Return, from the data below, each line that contains the word "single".
▼
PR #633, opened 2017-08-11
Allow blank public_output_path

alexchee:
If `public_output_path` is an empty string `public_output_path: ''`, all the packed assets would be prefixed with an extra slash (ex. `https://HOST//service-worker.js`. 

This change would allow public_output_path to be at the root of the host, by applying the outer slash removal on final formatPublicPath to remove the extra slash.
▲
▼
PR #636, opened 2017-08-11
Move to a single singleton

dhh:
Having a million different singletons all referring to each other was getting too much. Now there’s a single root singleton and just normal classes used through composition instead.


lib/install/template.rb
▲
**Solution to the problem**
Move to a single singleton
Having a million different singletons all referring to each other was getting too much. Now there’s a single root singleton and just normal classes used through composition instead.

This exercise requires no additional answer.